§ **Supplied material**:
+===+

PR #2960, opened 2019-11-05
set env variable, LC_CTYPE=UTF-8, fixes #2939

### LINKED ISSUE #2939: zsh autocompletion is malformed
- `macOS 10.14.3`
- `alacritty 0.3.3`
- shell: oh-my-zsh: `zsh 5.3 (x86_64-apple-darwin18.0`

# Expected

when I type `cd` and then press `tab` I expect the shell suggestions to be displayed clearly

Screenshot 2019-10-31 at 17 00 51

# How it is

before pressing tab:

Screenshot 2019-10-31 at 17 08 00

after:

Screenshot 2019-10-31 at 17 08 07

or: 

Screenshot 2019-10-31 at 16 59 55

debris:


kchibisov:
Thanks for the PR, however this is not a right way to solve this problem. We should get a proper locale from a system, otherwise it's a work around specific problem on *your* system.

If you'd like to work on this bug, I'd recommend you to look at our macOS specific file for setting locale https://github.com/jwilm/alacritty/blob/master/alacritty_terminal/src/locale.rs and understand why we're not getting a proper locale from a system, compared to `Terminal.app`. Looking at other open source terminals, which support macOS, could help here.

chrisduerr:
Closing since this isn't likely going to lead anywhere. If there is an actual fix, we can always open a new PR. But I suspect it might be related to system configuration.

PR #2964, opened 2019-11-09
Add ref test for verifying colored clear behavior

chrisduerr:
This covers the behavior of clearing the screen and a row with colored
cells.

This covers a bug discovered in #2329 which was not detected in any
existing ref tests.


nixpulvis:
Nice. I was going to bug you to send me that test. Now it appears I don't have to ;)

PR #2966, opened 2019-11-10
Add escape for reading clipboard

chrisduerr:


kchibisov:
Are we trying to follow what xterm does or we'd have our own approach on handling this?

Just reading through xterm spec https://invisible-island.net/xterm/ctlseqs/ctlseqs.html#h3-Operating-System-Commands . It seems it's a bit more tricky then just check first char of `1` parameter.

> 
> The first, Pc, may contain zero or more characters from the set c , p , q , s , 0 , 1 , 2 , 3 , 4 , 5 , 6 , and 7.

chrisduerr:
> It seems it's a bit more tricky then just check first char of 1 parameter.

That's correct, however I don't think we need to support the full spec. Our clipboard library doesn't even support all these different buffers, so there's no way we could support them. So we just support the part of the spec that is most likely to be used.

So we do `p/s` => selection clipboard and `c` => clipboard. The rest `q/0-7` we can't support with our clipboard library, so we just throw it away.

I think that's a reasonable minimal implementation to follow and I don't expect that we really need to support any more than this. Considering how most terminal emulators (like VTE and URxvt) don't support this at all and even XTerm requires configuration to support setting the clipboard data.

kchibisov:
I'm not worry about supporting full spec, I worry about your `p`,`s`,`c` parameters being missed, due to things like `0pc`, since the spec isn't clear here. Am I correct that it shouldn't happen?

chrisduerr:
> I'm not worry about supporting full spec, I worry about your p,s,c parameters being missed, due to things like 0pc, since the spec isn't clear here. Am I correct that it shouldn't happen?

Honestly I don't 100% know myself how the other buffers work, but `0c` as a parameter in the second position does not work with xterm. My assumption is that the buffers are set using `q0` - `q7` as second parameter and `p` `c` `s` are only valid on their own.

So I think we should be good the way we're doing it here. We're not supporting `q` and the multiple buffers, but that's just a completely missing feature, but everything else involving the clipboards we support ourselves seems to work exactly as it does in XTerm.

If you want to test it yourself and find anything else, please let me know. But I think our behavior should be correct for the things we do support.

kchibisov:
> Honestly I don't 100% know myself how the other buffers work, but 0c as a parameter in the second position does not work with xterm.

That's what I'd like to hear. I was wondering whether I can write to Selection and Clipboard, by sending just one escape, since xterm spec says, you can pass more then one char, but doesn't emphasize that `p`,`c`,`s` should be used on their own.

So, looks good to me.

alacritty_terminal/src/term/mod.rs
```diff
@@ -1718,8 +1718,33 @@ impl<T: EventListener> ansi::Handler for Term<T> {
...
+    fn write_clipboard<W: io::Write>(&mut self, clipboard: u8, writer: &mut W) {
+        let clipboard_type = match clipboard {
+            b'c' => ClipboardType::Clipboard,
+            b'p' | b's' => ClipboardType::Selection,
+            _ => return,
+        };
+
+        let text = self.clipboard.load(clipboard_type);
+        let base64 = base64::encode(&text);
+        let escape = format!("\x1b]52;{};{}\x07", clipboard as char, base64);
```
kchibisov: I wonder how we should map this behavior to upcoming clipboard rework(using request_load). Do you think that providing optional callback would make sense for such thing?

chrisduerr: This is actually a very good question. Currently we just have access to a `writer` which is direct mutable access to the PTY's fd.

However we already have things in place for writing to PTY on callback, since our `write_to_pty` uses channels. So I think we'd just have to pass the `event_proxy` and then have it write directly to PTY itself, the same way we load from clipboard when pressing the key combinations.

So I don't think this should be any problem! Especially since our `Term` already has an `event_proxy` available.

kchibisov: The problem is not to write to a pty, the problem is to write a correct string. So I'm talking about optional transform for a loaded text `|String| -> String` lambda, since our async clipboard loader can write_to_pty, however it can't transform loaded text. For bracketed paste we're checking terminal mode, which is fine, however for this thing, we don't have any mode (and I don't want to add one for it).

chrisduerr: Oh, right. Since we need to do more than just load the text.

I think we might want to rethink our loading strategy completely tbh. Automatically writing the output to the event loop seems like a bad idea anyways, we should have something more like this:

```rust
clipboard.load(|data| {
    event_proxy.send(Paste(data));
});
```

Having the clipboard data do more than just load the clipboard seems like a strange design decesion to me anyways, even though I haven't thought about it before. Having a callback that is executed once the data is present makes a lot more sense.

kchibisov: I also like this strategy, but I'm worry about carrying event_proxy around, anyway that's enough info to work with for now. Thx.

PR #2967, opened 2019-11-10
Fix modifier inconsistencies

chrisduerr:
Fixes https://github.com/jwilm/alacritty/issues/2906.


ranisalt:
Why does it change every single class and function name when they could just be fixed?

+===+

§ **Assignment**:
Using the entries above, give again exactly the lines from the line holding "So I think we should" through the line holding "work, but 0c". Include both end lines and nothing else.

§ **Task solution**:
So I think we should be good the way we're doing it here. We're not supporting `q` and the multiple buffers, but that's just a completely missing feature, but everything else involving the clipboards we support ourselves seems to work exactly as it does in XTerm.

If you want to test it yourself and find anything else, please let me know. But I think our behavior should be correct for the things we do support.

kchibisov:
> Honestly I don't 100% know myself how the other buffers work, but 0c as a parameter in the second position does not work with xterm.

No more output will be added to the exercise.